There was a remarkable moment on Sunday afternoon, during the Immigrant Rights Freedom Seder at Mount Zion Temple. The Jewish Community Action-sponsored event, in its seventh year, drew about 200 participants from diverse backgrounds.
After Rabbis Amy Eilberg and Adam Stock Spilker led the kindling of lights and explained the order of the seder, blessed wine, ritually washed hands, dipped parsley in salt water, we came to Yachatz, breaking the middle matzo. Rabbi Eilberg explained that in breaking the matzo, we remind ourselves that as long as anyone is suffering in our world, none of us can be whole. The division of the matzo also represents “the forced dvision of communities and families due to disappearances, detentions and deportations of immigrants that are carried out in the name of national security.”
The group read together from the Haggada: “This is the bread of poverty, the bread of affliction. Let all who are hungry come and eat!”
Then (this was the moment), Eilberg invited participants to speak the latter line — Let all who are hungry come and eat! — in their native languages. There were about a dozen different languages spoken, including Spanish, Lakota, French, Polish, Hutu, Hungarian, Greek and Hebrew. It was a vivid demonstration of what a diverse group was gathered in the room.
And the radical message of the Haggada spoke directly to the seder participants. In the year since last Passover, we have learned a great deal of the plight of Latino immigrants in the town of Postville, Iowa.
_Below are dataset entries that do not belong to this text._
PR #36, opened 2024-12-27
Collect FP strongholds in form and make expansion cities conditional

chelseaSchmidt:
Follow up on discussion in https://github.com/sirrus233/wotr-community-website/pull/33!

I tested different stronghold permutations and the server validation you added works great.

One side note, the server **disallows** reporting 10 shadow VP in case of a FPRV or SPRV - should it be **allowed** because a ring-based victory is checked first?

Also I labeled the new form control `What strongholds were captured by FP?` but do you think FP should be spelled out like Shadow is? And if so do people say `the Free Peoples` or just `Free Peoples`?

### DIFF
--- a/backend/src/Types/DataField.hs
+++ b/backend/src/Types/DataField.hs
@@ -123,7 +123,7 @@ data Stronghold
   | MountGundabad
   | Angmar
   | Moria
-  | DolGoldur
+  | DolGuldur
   | Orthanc
   | Morannon
   | BaradDur
--- a/frontend/src/GameReportForm.tsx
+++ b/frontend/src/GameReportForm.tsx
@@ -431,9 +431,9 @@ function getStrongholdLabel(stronghold: Stronghold): string {
         case "DolAmroth":
             return "Dol Amroth";
         case "EredLuin":
-            return "Ered Luin (Cities expansion only)";
+            return "Ered Luin";
         case "IronHills":
-            return "Iron Hills (Fate of Erebor expansion only)";
+            return "Iron Hills";
         case "MountGundabad":
             return "Mount Gundabad";
         case "DolGuldur":
--- a/frontend/src/GameReportForm.tsx
+++ b/frontend/src/GameReportForm.tsx
@@ -11,9 +11,9 @@ import {
     expansions,
     leagues,
     matchTypes,
-    shadowStrongholds,
     sides,
     staticFreeStrongholds,
+    staticShadowStrongholds,
     victoryTypes,
 } from "./constants";
 import { Expansion, League, Stronghold } from "./types";
@@ -38,7 +38,8 @@ function GameReportForm() {
     ] = useFormData();
 
     const freeStrongholdOptions: Stronghold[] = staticFreeStrongholds.slice();
-    const shadowStrongholdOptions: Stronghold[] = shadowStrongholds.slice();
+    const shadowStrongholdOptions: Stronghold[] =
+        staticShadowStrongholds.slice();
 
     if (isFateOfEreborSelected) {
         shadowStrongholdOptions.push("Erebor");
@@ -49,6 +50,7 @@ function GameReportForm() {
 
     if (isCitiesSelected) {
         freeStrongholdOptions.push("EredLuin");
+        shadowStrongholdOptions.push("SouthRhun");
     }
 
     return (
@@ -445,7 +447,7 @@ function getStrongholdLabel(stronghold: Stronghold): string {
         case "FarHarad":
             return "Far Harad";
         case "SouthRhun":
-            return "South Rhun";
+            return "South Rhûn";
     }
 }
 
--- a/frontend/src/GameReportForm.tsx
+++ b/frontend/src/GameReportForm.tsx
@@ -11,8 +11,8 @@ import {
     expansions,
     leagues,
     matchTypes,
-    strongholds,
     sides,
+    strongholds,
     victoryTypes,
 } from "./constants";
 import { Expansion, League, Stronghold, Side } from "./types";
--- a/frontend/src/GameReportForm.tsx
+++ b/frontend/src/GameReportForm.tsx
@@ -8,20 +8,14 @@ import Sheet from "@mui/joy/Sheet";
 import Button from "@mui/joy/Button";
 import {
     competitionTypes,
-    defaultFreeStrongholds,
-    defaultShadowStrongholds,
     expansions,
     leagues,
     matchTypes,
+    strongholds,
     sides,
     victoryTypes,
 } from "./constants";
-import {
-    Expansion,
-    ExpansionWithStrongholdEffect,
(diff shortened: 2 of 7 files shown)


sirrus233:
> One side note, the server disallows reporting 10 shadow VP in case of a FPRV or SPRV - should it be allowed because a ring-based victory is checked first?

Definitely a bug. Addressed in https://github.com/sirrus233/wotr-community-website/pull/37

backend/src/Types/DataField.hs
```diff
@@ -122,7 +122,7 @@ data Stronghold
   | MountGundabad
   | Angmar
   | Moria
-  | DolGoldur
+  | DolGuldur
```
sirrus233, line 125: You can revoke my Tolkien fan-club membership now.

frontend/src/GameReportForm.tsx
```diff
@@ -24,10 +25,24 @@ import VictoryPoints from "./VictoryPoints";
...
         formData,
-        { errorOnSubmit },
+        { errorOnSubmit, isFateOfEreborSelected, isCitiesSelected },
         { handleInputChange, validateField, handleSubmit },
     ] = useFormData();
 
+    const freeStrongholdOptions: Stronghold[] = staticFreeStrongholds.slice();
+    const shadowStrongholdOptions: Stronghold[] = shadowStrongholds.slice();
+
+    if (isFateOfEreborSelected) {
```
sirrus233, line 35: The hard-coding here seems a little like a code-smell, especially since this data is also kinda contained in the mapping of `conditionalCities` later.

Do you think it would be cleaner to have some kind of functional approach here? The valid capturable territory is really just a function of what expansions are being played, after all... (and only two expansions affect it: Cities and Fate of Erebor)

sirrus233 (commented):
Top-level note:

* This looks fantastic, overall - although I did leave a maintainability thought.
* I think it was missed that `South Rhun` is only a Shadow City when playing with `Cities` expansion.
* We should be consistent in the spelling, either SP/FP or Shadow/Free

backend/src/Types/DataField.hs
chelseaSchmidt: 💀

frontend/src/GameReportForm.tsx
chelseaSchmidt: Good call! I took a stab at this and I feel alright about how `freeStrongholdOptions` and `shadowStrongholdOptions` are derived now, but wasn't sure if there was a better way to handle the`isFateOfEreborSelected` and `isCitiesSelected` variables still hanging around in `useFormData` (for the purpose of passing in `useEffect` conditions). How do you feel about it, was it a code smell there too or just in combination with the messy side effect stuff in `GameReportForm`?

frontend/src/hooks/useFormData/index.tsx
```diff
@@ -164,6 +188,13 @@ const useFormData = (): [FormData, Meta, Helpers] => {
     useControlledClearEffect(formData.didFellowshipReachMordor.value, "mordor");
     useControlledClearEffect(formData.wasAragornCrowned.value, "aragornTurn");
 
+    useStrongholdDeselectEffect(
```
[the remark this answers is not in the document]
sirrus233: I'm not sure the best way to organize this stuff, but the general design principle would be that (as much as is possible) we want a single source of truth for the information.

I wonder if the types could be simplified (just have one single type: `Settlement`, representing all cities/strongholds), and then this could be encoded somewhere in a single function? The backend has a function like this:

```hs
strongholdSide :: [Expansion] -> Stronghold -> Side
strongholdSide expansions stronghold
  | FateOfErebor `elem` expansions && stronghold == Erebor = Shadow
  | otherwise = case stronghold of
      Rivendell -> Free
      GreyHavens -> Free
      WoodlandRealm -> Free
      Lorien -> Free
      HelmsDeep -> Free
      Edoras -> Free
      MinasTirith -> Free
      DolAmroth -> Free
      Pelargir -> Free
      Shire -> Free
      Dale -> Free
      Erebor -> Free
      EredLuin -> Free
      IronHills -> Free
      MountGundabad -> Shadow
      Angmar -> Shadow
      Moria -> Shadow
      DolGoldur -> Shadow
      Orthanc -> Shadow
      Morannon -> Shadow
      BaradDur -> Shadow
      MinasMorgul -> Shadow
      Umbar -> Shadow
      FarHarad -> Shadow
      SouthRhun -> Shadow
  ```
  
  Alternatively possible useful function sigs could be:
  `canCaptureSettlement :: Side -> [Expansion] -> Settlement -> Bool`

File: frontend/src/types.ts [hunk 4]
```diff
@@ -28,6 +28,11 @@ export type OptionalField = (typeof optionalFields)[number];
 
 export type PayloadField = (typeof payloadFields)[number];
 
+export type ExpansionWithStrongholdEffect = Exclude<
```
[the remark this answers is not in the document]
chelseaSchmidt: Ended up wiping this out in favor of a better overall change, but FWIW my original reason was to keep it tied to the `Expansion` type (but you are right that the inverse would work fine and be shorter)

frontend/src/hooks/useFormData/index.tsx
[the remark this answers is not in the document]
chelseaSchmidt: Used this as a guide to update, it's a lot better now 💯 not sure if it's all the way there yet though, switched to discord for brainstormy stuff

frontend/src/hooks/useFormData/index.tsx
```diff
@@ -172,10 +196,23 @@ const useFormData = (): [FormData, Meta, Helpers] => {
     useControlledClearEffect(formData.didFellowshipReachMordor.value, "mordor");
     useControlledClearEffect(formData.wasAragornCrowned.value, "aragornTurn");
 
+    strongholds.filter(isStrongholdConditional).map((stronghold) => {
+        useStrongholdDeselectEffect(
+            stronghold,
+            isStrongholdInPlay(formData.expansions.value, stronghold)
+        );
+    });
```
chelseaSchmidt, line 204: Mentioned having issues with this bit in Discord, but then I added a filter for `isStrongholdConditional` so it will only generate the three `useEffect`s actually needed. I can live with generating them dynamically - `isStrongholdConditional` will never return a different result, so there's no danger of a runtime error, and I just was having an irrational feeling. TLDR; scratch everything I said in Discord

frontend/src/hooks/useFormData/index.tsx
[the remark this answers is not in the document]
chelseaSchmidt: Nvm - pushed one more improvement and now I'm pretty happy with it, it's ready for another look

sirrus233:
I think this looks great. Really nice work here 🥇

sirrus233 (approved):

The Jewish World has published numerous reports about the massive immigration raid last May at the Agriprocessors kosher slaughterhouse, and the subsequent deportation of hundreds of immigrant workers back to Mexico and Guatemala. Paul Rael, who is the lay minister at St. Bridget Catholic Church in Postville, works with the Spanish-speaking community left in Postville. After the seder on Sunday, Rael told me that 24 families, mainly mothers and their children, were left in the sole care of his church after the immigration raid. These detained men and women must wear electronic monitoring bracelets on their ankles, as they wait to testify at federal criminal trials for the indicted Agriprocessors owners and managers.
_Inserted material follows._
PR #38, opened 2024-12-28
Monad refactor

sirrus233:
Was trying to write the leaderboard API and realized I wanted another refactor. So you get another one of these :grimacing:

The basic change here is that the SQL monad is now wrapped in a ExceptT monad transformer - which makes it possible for us to throw Exceptions (server errors) when something bad happens at the database level. My current thinking is that this would be reserved for cases where we expect some invariant to hold (e.g. all players have stats) but for some reason (?) it doesn't.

Father Paul Ouderkirk, the spiritual leader of St. Bridget, also attended the seder. He mentioned that numerous families stayed in his church for “six solid days” after the raid. Children were afraid to attend school for fear that they too would be snatched by federal immigration officers. “The community’s trauma was evident in all the students,” commented Ouderkirk, who expressed the hope that “these will not be the children of a new exodus, but that they will be able to put down roots” in this country.
Another group represented at the seder, Liberians, recently got some good news from Washington. Refugees from a civil war in their homeland, the 3,600 Liberians living in the U.S. were recently spared from imminent deportation by an executive order signed last week by President Barack Obama. So the postcards distributed at the seder tables, which had a message urging the president to allow Liberians to stay here, were repurposed as cards of thanks — with the message that Liberians should be allowed to stay permanently in America.
As our Page 1 story this week explains, the Passover message of freedom speaks to people around the world. As the Haggada we read at Mount Zion points out: “Our story joins the stories of all people who have ever been in bondage, and our story compels us to work toward freedom for those who remain physically, spiritually or economically enslaved.”
We tend to forget that we are relative newcomers to this land; most Jewish World readers are of their families’ first and second generations born in America. Each of us can make a contribution to helping immigrant families and expanding freedom in our world.